New database matches mutations with potential effects

by  /  28 January 2015
THIS ARTICLE IS MORE THAN FIVE YEARS OLD

This article is more than five years old. Autism research — and science in general — is constantly evolving, so older articles may contain information or theories that have been reevaluated since their original publication date.

©iStock.com/fpm Dose matters: DNA duplications and deletions, called copy number variations, are associated with autism.

A new tool helps predict whether large DNA duplications and deletions, common among people with autism, are harmful or benign, reports a study published 18 December in Genetics in Medicine1.

So-called copy number variations (CNVs) are often associated with conditions such as autism but are also seen in unaffected individuals. The exact composition of a CNV can vary from person to person, making it difficult to discern its effects on gene expression.

The new tool, called Scripps Genome Annotation and Distributed Variant Interpretation Server, or SG-ADVISER, matches CNVs against a database of known genetic variants linked to various disorders. It consists of a Web server that collects genomic data, a computing system that scours databases for known variants and a user interface. It can analyze a complete genome in an average of six minutes.

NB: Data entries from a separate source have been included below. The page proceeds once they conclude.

PR #1298, opened 2016-06-21
fix(verify): Don't sent post-verify email when `service` is blank.

### LINKED ISSUE #1249: Do not send "Connect another device" solicitation when creating account from oauth reliers

rfk:
Once train-64 ships, we can remove the backwards-compatibility check that sends a post-verification email when `service` is missing or empty.  The content-server will always provide a `service=sync` parameter when verifying for sync.

@seanmonstar r? (although don't merge until after train-64 has been cut).  Fixes #1249.

### DIFF
--- a/lib/routes/account.js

Researchers tested the tool on 10 genomes from the Scripps Wellderly Genome Resource — a database of elderly people’s genomes created to enable study of the genetics of a healthy lifespan — and found that each genome contains an average of 3,782 CNVs. They then applied the tool to a panel of CNVs culled from microarray data, which include 5,104 ‘pathogenic’ CNVs implicated in a range of disorders and 5,822 ‘harmless’ CNVs with no known effects. The tool accurately identified the harmful variants 94 percent of the time.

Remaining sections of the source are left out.